## Task item
Please retype each record exactly as it stands below.

** Opening Supplied material block **

PR #195, opened 2019-08-02
Script to do basic system validation for known issues

jeffaco:
Create a script to perform basic system validation for LI/VLI
systems.

The script checks: Boot file configuration, NIC configuration
(for VLI systems only), EDAC modules, and system swap space.

### DIFF
--- a/tools/checksystem.sh
+++ b/tools/checksystem.sh
@@ -1,0 +1,178 @@
+#!/bin/bash
+
+# Set global exit code
+EXIT_STATUS=0
+
+# Boot configuration files
+BOOT_INSTALLDEVICE_FILENAME="/etc/default/grub_installdevice"
+BOOT_DEVICEMAP_FILENAME="/boot/grub2/device.map"
+
+checkBootConfig()
+{
+  # Note: Handling of these files are tricky, as it's not clear when the files exist.
+  #
+  # 1. We know that if the files don't exist in SP3, we can upgrade to SP4
+  #    without issue. But we can't depend on this without further testing,
+  # 2. The files do exist in Operations-generated images,
+  # 3. The files do exist in SuSE-generated SP3 images,
+  # 4. The files do NOT exist in SuSE-generated SP4 images.
+  #
+  # We're reaching out to SuSE support to more fully understand when the
+  # files are (or are not) created, and if deleting them is advised for
+  # mitigation.
+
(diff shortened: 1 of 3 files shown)


tools/checksystem.sh
```diff
@@ -0,0 +1,176 @@
...
+  fi
+
+  return
+}
+
+checkNicConfig()
+{
+  # Verify that flags are properly set to avoid port flapping on VLI systems
+
+  # If this isn't a HPE VLI system, then there's no NIC flags to be concerned of
```
pabowers: nit: "there are" instead of "there's"

tools/checksystem.sh
```diff
@@ -0,0 +1,176 @@
...
+    fi
+  done
+
+  return
+}
+
+checkEdacDisabled()
+{
+  # EDAC modules are comprised of Kernel modules "sb_edac" and "edac_core".
+  # Insure that neither of these modules are currently loaded as modules.
```
pabowers: nit: Ensure

tools/checksystem.sh
```diff
@@ -0,0 +1,176 @@
...
+
+  if lsmod | grep -q sb_edac; then
+    echo "EDAC enabled! Module sb_edac is loaded as kernel module" 1>&2
+    EXIT_STATUS=1
+  fi
+
+  if lsmod | grep -q edac_core; then
+    echo "EDAC enabled! Module edac_core is loaded as kernel module" 1>&2
```
pabowers: since this is an error, should it also be prefaced with "ERROR"?

tools/checksystem.sh
```diff
@@ -0,0 +1,176 @@
+#!/bin/bash
```
persiaAziz: SInce this is a new folder, can you please add a README here with some description of this checksystem tool. Also I would recommend putthing the folders like "tools/systemvalidation/checksystem.sh" for a clear seperation in case if you have more tools like this in the future

tools/checksystem.sh
jeffaco: Yup, good catch. Doesn't affect operation, but not as "obvious". Fixed here and at line 93.

tools/checksystem.sh
jeffaco: Added, thanks for the suggestion.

** Closing Supplied material block **

## Finished exercise
PR #195, opened 2019-08-02
Script to do basic system validation for known issues

jeffaco:
Create a script to perform basic system validation for LI/VLI
systems.

The script checks: Boot file configuration, NIC configuration
(for VLI systems only), EDAC modules, and system swap space.

### DIFF
--- a/tools/checksystem.sh
+++ b/tools/checksystem.sh
@@ -1,0 +1,178 @@
+#!/bin/bash
+
+# Set global exit code
+EXIT_STATUS=0
+
+# Boot configuration files
+BOOT_INSTALLDEVICE_FILENAME="/etc/default/grub_installdevice"
+BOOT_DEVICEMAP_FILENAME="/boot/grub2/device.map"
+
+checkBootConfig()
+{
+  # Note: Handling of these files are tricky, as it's not clear when the files exist.
+  #
+  # 1. We know that if the files don't exist in SP3, we can upgrade to SP4
+  #    without issue. But we can't depend on this without further testing,
+  # 2. The files do exist in Operations-generated images,
+  # 3. The files do exist in SuSE-generated SP3 images,
+  # 4. The files do NOT exist in SuSE-generated SP4 images.
+  #
+  # We're reaching out to SuSE support to more fully understand when the
+  # files are (or are not) created, and if deleting them is advised for
+  # mitigation.
+
(diff shortened: 1 of 3 files shown)


tools/checksystem.sh
```diff
@@ -0,0 +1,176 @@
...
+  fi
+
+  return
+}
+
+checkNicConfig()
+{
+  # Verify that flags are properly set to avoid port flapping on VLI systems
+
+  # If this isn't a HPE VLI system, then there's no NIC flags to be concerned of
```
pabowers: nit: "there are" instead of "there's"

tools/checksystem.sh
```diff
@@ -0,0 +1,176 @@
...
+    fi
+  done
+
+  return
+}
+
+checkEdacDisabled()
+{
+  # EDAC modules are comprised of Kernel modules "sb_edac" and "edac_core".
+  # Insure that neither of these modules are currently loaded as modules.
```
pabowers: nit: Ensure

tools/checksystem.sh
```diff
@@ -0,0 +1,176 @@
...
+
+  if lsmod | grep -q sb_edac; then
+    echo "EDAC enabled! Module sb_edac is loaded as kernel module" 1>&2
+    EXIT_STATUS=1
+  fi
+
+  if lsmod | grep -q edac_core; then
+    echo "EDAC enabled! Module edac_core is loaded as kernel module" 1>&2
```
pabowers: since this is an error, should it also be prefaced with "ERROR"?

tools/checksystem.sh
```diff
@@ -0,0 +1,176 @@
+#!/bin/bash
```
persiaAziz: SInce this is a new folder, can you please add a README here with some description of this checksystem tool. Also I would recommend putthing the folders like "tools/systemvalidation/checksystem.sh" for a clear seperation in case if you have more tools like this in the future

tools/checksystem.sh
jeffaco: Yup, good catch. Doesn't affect operation, but not as "obvious". Fixed here and at line 93.

tools/checksystem.sh
jeffaco: Added, thanks for the suggestion.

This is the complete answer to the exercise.